The task: Only lines with the string "thomasleese" should be returned from the data below.

Record set:
_ _ _ _ _

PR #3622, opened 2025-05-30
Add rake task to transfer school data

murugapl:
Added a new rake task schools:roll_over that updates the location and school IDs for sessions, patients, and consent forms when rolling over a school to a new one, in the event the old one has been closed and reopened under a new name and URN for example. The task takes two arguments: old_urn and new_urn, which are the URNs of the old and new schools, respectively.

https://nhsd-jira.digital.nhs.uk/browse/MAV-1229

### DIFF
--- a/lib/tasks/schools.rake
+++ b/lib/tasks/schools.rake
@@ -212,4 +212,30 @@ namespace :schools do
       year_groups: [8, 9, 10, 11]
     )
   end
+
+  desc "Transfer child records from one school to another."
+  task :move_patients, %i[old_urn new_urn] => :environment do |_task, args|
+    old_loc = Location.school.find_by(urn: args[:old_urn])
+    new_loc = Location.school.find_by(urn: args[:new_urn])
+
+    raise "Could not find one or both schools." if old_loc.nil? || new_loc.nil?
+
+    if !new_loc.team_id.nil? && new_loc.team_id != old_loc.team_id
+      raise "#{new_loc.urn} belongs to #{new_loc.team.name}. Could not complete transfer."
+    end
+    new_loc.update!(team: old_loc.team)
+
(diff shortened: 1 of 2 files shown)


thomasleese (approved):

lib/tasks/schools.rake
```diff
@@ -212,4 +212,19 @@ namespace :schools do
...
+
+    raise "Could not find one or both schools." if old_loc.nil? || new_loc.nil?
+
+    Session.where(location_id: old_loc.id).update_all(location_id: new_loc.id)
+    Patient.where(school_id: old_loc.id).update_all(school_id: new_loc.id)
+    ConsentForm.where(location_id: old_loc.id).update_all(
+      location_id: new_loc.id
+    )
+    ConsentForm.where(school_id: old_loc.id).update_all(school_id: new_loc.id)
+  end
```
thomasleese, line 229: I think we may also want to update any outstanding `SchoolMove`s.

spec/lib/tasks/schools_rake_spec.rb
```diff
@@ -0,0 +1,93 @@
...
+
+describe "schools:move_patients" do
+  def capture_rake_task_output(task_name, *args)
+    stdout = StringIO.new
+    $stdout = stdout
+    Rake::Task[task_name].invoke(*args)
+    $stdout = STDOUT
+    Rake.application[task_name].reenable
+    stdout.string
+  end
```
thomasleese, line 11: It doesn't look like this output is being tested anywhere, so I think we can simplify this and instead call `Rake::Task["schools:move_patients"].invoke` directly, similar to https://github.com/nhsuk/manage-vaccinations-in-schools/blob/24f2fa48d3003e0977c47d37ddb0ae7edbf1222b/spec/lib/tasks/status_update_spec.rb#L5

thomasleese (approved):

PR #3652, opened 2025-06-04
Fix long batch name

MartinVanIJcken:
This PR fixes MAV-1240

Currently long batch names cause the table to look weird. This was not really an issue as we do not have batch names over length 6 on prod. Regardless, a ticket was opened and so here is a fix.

_ _ _ _ _

Answer to this exercise:
thomasleese (approved):
thomasleese, line 229: I think we may also want to update any outstanding `SchoolMove`s.
thomasleese, line 11: It doesn't look like this output is being tested anywhere, so I think we can simplify this and instead call `Rake::Task["schools:move_patients"].invoke` directly, similar to https://github.com/nhsuk/manage-vaccinations-in-schools/blob/24f2fa48d3003e0977c47d37ddb0ae7edbf1222b/spec/lib/tasks/status_update_spec.rb#L5
thomasleese (approved):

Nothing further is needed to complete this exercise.